[[ MATERIAL SUPPLIED open ]]

PR #412, opened 2023-10-12
NETOBSERV-1227 NETOBSERV-1388: Max / P90 / P99 graphs

jpinsonneau:
## Description

Add functions for time based metrics (DNS Latency / RTT):
- [X] min
- [X] max
- [X] P90
- [X] P99

Related changes:
- [X] refactor of overview page / graphs
- [x] new metrics on topology labels
- [X] query summary
- [X] improved testing using a list of expected queries

These changes will also fix [NETOBSERV-1388](https://issues.redhat.com/browse/NETOBSERV-1388)

## Dependencies

Based on https://github.com/netobserv/network-observability-console-plugin/pull/405
Panel ids will need update in https://github.com/netobserv/network-observability-console-plugin/pull/424

## Checklist

If you are not familiar with our processes or don't know what to answer in the list below, let us know in a comment: the maintainers will take care of that.

* [x] Is this PR backed with a JIRA ticket? If so, make sure it is written as a title prefix _(in general, PRs affecting the NetObserv/Network Observability product should be backed with a JIRA ticket - especially if they bring user facing changes)._
* [ ] Does this PR require product documentation?
  * [ ] If so, make sure the JIRA epic is labelled with "documentation" and provides a description relevant for doc writers, such as use cases or scenarios. Any required step to activate or configure the feature should be documented there, such as new CRD knobs.
* [ ] Does this PR require a product release notes entry?
  * [ ] If so, fill in "Release Note Text" in the JIRA.
* [ ] Is there anything else the QE team should know before testing? E.g: configuration changes, environment setup, etc.
  * [ ] If so, make sure it is described in the JIRA ticket.
* QE requirements (check 1 from the list):
  * [x] Standard QE validation, with pre-merge tests unless stated otherwise.
  * [ ] Regression tests only (e.g. refactoring with no user-facing change).
  * [ ] No QE (e.g. trivial change with high reviewer's confidence, or per agreement with the QE team).

PR #438, opened 2023-12-07
NETOBSERV-1285 Move "query is slow" info to query summary

jpinsonneau:
## Description

Move "query is slow" info to query summary
Screenshot from 2023-12-07 15-40-54

## Dependencies

https://github.com/netobserv/network-observability-console-plugin/pull/412

## Checklist


jpinsonneau:
Rebased without changes

web/src/components/query-summary/stats-query-summary.tsx
```diff
@@ -1,32 +1,55 @@
...
-        <div className="stats-query-summary-container-with-icon">
-          <GlobeAmericasIcon />
+        <div className={`stats-query-summary-container-with-icon ${loading ? 'stats-loading-blink' : ''}`}>
+          {warningMessage !== undefined ? <ExclamationTriangleIcon /> : <GlobeAmericasIcon />}
           <Text id="lastRefresh" component={TextVariants.p}>
-            {lastRefresh.toLocaleTimeString()}
-            {numQueries && ` ${t('running')} ${numQueries} ${numQueries > 1 ? t('queries') : t('query')}`}
+            {dateText}
+            {detailed && numQueries && ` ${t('running')} ${numQueries} ${numQueries > 1 ? t('queries') : t('query')}`}
+            {detailed && lastDuration && lastDuration > 0 && ` ${t('in')} ${formatDuration(lastDuration)}`}
```
jotak, line 52: not sure exactly what's wrong here, but often I end up seeing truncated text: 
image

web/src/components/netflow-traffic.tsx
```diff
@@ -1451,7 +1453,11 @@ export const NetflowTraffic: React.FC<{
             <FlowsQuerySummary
               flows={flows}
               stats={stats}
+              loading={loading}
               lastRefresh={lastRefresh}
+              lastDuration={lastDuration}
+              warningMessage={warningMessage}
+              slownessReason={slownessReason()}
```
jotak, line 1460: Something else I don't explain just looking at the code: for some reason I see the slowness message working for metrics query summary but not for flow query summary. You can see here, query took 9s but no warning:
Capture d’écran du 2024-01-11 11-31-07

jotak: Ok, I think there is a totally different issue, probably not due to this PR, that is preventing the `Promise.race` call to work as expected when the flows table is displayed. In fact, when flow table is loading, the whole UI seems barely usable, like frozen. For instance, I can't open the query options or filters while it's fetching data. In topology or overview I don't have this problem, the UI is reactive. I have the feeling something is taking all compute time and doesn't give a chance to the `setTimeout` promise used in `race` to run properly. I can reproduce that problem both in chrome and firefox.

[[ MATERIAL SUPPLIED closed ]]

The range runs from the line above containing "in the JIRA." to the line containing "QE requirements (check", inclusive. Restate those lines word for word and no others.

■ **REPLY TO THE TASK**:
  * [ ] If so, fill in "Release Note Text" in the JIRA.
* [ ] Is there anything else the QE team should know before testing? E.g: configuration changes, environment setup, etc.
  * [ ] If so, make sure it is described in the JIRA ticket.
* QE requirements (check 1 from the list):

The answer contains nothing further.